-------- Stored data --------

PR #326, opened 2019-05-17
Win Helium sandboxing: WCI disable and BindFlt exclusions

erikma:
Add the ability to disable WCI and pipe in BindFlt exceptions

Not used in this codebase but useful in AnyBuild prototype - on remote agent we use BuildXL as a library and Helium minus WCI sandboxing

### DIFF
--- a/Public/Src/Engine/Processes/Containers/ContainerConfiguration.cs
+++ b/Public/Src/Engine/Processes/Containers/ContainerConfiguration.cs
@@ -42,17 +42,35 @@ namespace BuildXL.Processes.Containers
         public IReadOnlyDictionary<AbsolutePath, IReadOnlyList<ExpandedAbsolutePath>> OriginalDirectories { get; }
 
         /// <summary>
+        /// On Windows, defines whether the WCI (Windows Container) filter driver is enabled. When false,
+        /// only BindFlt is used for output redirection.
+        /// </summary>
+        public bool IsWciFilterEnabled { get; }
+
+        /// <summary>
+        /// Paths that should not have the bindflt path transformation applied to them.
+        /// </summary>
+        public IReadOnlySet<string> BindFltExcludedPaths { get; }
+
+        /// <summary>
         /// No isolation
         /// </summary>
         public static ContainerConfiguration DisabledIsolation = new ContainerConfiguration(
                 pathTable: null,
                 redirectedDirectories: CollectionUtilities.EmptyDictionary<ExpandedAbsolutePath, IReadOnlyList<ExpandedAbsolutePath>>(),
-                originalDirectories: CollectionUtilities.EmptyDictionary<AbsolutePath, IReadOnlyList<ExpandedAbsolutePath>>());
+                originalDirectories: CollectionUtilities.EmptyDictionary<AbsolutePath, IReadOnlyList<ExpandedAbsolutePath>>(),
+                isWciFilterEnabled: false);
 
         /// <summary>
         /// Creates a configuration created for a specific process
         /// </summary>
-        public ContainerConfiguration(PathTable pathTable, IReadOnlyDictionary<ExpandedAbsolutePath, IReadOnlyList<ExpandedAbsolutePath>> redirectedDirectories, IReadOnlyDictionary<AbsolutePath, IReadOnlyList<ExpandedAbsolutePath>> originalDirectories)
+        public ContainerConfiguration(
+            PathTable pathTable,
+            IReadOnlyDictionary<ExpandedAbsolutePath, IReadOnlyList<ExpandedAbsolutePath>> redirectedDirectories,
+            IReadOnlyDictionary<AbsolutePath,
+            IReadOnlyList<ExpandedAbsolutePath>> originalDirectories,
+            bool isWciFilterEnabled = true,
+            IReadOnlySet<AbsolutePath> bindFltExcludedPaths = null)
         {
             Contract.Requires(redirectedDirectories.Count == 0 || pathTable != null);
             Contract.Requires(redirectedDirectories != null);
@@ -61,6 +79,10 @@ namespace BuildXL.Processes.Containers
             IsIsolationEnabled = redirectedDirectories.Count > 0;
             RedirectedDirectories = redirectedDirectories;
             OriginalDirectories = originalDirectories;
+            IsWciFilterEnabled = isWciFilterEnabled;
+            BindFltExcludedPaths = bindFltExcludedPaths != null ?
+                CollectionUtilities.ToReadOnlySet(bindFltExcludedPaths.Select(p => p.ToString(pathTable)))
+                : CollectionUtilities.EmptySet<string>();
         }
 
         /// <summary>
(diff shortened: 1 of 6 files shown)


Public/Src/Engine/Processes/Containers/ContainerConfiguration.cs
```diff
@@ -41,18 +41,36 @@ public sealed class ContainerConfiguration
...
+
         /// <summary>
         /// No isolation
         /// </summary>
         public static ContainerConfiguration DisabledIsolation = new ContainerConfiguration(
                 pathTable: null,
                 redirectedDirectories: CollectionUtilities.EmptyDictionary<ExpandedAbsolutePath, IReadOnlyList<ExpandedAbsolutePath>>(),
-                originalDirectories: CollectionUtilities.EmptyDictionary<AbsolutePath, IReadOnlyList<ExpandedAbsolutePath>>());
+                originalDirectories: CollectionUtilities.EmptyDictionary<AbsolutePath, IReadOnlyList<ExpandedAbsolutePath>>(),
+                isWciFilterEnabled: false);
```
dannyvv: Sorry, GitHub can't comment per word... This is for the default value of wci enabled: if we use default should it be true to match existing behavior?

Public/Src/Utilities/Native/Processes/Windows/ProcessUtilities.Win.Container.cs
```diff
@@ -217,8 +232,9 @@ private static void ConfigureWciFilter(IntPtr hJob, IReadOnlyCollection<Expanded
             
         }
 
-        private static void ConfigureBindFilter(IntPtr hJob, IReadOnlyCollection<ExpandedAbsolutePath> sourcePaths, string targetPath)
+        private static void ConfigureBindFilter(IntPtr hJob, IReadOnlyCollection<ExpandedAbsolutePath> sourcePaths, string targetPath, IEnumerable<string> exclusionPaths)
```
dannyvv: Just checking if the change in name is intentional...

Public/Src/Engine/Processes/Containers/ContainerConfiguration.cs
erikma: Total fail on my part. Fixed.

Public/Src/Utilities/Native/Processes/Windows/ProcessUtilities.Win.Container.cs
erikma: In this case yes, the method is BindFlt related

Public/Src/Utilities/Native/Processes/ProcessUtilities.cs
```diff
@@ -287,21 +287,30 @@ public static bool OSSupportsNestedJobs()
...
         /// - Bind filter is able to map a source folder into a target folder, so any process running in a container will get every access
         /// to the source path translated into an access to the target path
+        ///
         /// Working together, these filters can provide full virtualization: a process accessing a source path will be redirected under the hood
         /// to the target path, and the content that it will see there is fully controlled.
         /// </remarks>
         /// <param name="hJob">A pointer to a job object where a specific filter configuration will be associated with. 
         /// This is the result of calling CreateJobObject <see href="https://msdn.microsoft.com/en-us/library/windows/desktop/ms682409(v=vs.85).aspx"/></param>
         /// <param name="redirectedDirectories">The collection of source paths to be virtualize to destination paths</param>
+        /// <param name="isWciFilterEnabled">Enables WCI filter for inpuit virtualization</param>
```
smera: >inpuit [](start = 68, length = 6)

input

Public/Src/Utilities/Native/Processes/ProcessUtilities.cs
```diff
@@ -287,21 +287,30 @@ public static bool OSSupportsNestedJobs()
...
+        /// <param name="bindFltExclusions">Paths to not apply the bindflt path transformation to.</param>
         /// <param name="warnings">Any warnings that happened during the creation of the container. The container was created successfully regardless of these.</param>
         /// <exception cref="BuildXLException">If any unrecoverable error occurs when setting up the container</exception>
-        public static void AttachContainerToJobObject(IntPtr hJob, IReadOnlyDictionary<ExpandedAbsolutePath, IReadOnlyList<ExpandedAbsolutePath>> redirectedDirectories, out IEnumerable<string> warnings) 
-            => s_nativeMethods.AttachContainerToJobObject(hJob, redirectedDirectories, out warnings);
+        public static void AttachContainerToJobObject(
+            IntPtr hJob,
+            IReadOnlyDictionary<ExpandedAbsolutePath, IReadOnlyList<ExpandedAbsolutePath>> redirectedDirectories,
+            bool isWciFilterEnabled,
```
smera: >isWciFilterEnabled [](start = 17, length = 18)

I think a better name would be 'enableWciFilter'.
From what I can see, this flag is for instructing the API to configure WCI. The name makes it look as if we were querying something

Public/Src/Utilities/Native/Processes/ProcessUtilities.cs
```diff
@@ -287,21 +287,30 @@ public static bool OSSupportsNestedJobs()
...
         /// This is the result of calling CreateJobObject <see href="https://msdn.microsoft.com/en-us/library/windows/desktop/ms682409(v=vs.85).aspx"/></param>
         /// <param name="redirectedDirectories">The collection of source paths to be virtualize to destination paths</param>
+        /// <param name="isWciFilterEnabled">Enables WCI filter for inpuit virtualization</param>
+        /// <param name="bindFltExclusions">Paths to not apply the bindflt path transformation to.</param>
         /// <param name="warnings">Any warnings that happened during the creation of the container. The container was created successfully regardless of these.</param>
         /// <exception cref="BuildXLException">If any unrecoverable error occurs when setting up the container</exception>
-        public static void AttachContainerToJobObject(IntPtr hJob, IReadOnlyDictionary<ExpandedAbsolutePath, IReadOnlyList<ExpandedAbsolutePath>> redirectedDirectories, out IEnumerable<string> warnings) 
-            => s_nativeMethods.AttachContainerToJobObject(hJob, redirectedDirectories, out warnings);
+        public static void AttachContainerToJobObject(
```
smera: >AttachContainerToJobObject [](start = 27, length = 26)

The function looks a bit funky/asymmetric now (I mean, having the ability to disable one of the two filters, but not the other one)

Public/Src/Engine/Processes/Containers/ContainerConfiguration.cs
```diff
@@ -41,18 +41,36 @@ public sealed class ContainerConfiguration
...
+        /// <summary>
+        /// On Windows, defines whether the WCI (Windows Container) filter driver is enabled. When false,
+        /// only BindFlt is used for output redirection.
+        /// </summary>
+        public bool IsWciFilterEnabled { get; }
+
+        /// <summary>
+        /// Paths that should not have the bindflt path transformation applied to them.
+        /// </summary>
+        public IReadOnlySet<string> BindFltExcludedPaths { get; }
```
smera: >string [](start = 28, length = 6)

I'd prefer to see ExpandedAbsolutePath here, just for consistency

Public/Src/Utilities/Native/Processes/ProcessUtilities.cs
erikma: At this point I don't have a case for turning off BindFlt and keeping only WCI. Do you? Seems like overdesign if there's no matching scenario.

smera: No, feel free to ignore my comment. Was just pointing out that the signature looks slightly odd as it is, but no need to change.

--------
-------- Stored data --------

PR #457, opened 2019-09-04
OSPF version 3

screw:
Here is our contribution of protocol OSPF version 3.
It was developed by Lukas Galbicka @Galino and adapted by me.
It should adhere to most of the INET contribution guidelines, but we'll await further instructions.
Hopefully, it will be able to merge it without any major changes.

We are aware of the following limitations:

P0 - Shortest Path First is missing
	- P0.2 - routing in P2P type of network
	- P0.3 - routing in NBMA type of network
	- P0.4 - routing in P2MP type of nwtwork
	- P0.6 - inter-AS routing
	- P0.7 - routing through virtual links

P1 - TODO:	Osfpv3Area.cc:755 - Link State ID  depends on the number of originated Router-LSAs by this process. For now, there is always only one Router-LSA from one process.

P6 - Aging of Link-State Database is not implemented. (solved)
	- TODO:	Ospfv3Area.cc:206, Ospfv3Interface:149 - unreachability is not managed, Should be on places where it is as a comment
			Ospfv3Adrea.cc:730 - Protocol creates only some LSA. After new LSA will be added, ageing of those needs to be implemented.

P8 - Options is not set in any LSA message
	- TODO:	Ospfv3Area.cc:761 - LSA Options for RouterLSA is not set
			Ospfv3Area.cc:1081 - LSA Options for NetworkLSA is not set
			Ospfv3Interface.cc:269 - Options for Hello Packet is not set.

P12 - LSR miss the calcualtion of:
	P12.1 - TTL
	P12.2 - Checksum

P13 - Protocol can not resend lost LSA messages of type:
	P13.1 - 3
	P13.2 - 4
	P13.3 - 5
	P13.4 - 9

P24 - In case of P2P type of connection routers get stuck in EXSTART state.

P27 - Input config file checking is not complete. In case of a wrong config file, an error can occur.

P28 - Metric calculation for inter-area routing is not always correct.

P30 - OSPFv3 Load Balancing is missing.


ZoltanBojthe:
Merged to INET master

--------
-------- Stored data --------

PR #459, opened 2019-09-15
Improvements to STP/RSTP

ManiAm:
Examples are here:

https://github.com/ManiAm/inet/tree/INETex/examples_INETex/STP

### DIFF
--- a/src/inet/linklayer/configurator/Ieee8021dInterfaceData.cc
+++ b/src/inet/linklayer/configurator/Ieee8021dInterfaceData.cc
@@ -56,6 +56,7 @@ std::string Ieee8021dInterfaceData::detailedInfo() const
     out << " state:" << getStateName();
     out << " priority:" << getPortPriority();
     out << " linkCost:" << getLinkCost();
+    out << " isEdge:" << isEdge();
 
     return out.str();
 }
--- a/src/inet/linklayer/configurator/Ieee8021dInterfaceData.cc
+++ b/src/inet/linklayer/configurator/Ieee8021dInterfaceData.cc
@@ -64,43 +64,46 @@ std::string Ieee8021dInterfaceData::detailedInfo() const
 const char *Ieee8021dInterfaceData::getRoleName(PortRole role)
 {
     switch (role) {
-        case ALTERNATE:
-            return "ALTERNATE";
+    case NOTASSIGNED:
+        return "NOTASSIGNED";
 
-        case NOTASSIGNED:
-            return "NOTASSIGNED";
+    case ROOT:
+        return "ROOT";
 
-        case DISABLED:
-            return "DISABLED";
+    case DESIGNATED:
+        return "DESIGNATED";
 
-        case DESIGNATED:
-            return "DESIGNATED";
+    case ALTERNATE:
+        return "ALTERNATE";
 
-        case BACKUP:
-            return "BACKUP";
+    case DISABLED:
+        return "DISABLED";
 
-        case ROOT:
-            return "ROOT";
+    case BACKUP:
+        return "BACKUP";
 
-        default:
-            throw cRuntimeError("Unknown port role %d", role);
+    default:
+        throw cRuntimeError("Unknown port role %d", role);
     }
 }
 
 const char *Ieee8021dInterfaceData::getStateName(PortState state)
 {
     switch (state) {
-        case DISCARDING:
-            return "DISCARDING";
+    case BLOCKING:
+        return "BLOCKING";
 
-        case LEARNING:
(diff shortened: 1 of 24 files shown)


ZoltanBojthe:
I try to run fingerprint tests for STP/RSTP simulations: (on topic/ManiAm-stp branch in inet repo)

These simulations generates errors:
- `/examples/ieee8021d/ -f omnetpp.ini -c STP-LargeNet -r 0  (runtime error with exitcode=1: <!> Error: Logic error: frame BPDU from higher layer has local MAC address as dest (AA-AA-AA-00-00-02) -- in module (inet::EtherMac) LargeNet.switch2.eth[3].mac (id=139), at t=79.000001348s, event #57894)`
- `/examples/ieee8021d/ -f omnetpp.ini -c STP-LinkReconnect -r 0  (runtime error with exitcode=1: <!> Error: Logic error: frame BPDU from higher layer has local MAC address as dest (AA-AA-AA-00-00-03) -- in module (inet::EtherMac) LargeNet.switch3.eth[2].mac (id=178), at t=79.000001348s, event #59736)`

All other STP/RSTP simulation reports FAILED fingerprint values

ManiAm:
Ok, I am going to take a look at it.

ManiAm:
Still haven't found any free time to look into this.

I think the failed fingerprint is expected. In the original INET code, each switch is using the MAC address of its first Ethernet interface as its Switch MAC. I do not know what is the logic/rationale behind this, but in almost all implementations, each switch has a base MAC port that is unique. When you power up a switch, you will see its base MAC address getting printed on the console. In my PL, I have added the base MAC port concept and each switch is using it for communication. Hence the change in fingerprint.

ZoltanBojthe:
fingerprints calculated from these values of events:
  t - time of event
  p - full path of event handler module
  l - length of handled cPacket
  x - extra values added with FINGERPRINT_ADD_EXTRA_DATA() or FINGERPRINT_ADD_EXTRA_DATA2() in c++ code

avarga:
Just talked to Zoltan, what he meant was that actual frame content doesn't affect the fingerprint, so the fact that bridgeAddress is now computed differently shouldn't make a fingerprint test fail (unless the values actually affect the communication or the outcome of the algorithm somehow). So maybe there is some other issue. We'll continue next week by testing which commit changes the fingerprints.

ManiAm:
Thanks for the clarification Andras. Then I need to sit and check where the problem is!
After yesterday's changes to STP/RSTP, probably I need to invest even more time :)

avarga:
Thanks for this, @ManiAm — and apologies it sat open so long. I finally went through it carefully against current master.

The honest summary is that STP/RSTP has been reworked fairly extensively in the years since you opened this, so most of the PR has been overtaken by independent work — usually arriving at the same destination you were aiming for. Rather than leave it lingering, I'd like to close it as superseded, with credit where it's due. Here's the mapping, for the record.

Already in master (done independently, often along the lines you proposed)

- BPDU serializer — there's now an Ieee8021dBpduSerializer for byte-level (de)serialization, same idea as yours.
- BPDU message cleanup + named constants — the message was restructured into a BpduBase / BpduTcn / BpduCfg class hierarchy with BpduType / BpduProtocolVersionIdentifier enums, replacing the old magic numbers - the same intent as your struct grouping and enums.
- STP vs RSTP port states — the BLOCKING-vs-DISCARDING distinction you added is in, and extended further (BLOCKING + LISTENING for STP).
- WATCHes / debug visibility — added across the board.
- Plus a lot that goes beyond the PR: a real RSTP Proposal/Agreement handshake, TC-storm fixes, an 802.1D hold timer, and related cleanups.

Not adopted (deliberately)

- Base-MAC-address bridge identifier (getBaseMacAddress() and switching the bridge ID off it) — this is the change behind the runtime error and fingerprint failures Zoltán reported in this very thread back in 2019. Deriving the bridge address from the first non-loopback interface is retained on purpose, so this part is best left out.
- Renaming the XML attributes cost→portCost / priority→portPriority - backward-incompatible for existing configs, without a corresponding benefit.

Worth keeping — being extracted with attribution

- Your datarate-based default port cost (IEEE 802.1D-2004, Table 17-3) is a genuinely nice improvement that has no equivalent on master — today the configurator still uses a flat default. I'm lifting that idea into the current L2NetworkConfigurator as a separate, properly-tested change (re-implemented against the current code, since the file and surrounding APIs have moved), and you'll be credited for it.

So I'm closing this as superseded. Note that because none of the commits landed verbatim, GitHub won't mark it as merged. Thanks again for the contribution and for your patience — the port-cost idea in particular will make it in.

--------

* _Your objective_
Find every line in the records above that contains the word "hJob", and copy each one.

* _Expected answer_
@@ -217,8 +232,9 @@ private static void ConfigureWciFilter(IntPtr hJob, IReadOnlyCollection<Expanded
-        private static void ConfigureBindFilter(IntPtr hJob, IReadOnlyCollection<ExpandedAbsolutePath> sourcePaths, string targetPath)
+        private static void ConfigureBindFilter(IntPtr hJob, IReadOnlyCollection<ExpandedAbsolutePath> sourcePaths, string targetPath, IEnumerable<string> exclusionPaths)
         /// <param name="hJob">A pointer to a job object where a specific filter configuration will be associated with. 
-        public static void AttachContainerToJobObject(IntPtr hJob, IReadOnlyDictionary<ExpandedAbsolutePath, IReadOnlyList<ExpandedAbsolutePath>> redirectedDirectories, out IEnumerable<string> warnings) 
-            => s_nativeMethods.AttachContainerToJobObject(hJob, redirectedDirectories, out warnings);
+            IntPtr hJob,
-        public static void AttachContainerToJobObject(IntPtr hJob, IReadOnlyDictionary<ExpandedAbsolutePath, IReadOnlyList<ExpandedAbsolutePath>> redirectedDirectories, out IEnumerable<string> warnings) 
-            => s_nativeMethods.AttachContainerToJobObject(hJob, redirectedDirectories, out warnings);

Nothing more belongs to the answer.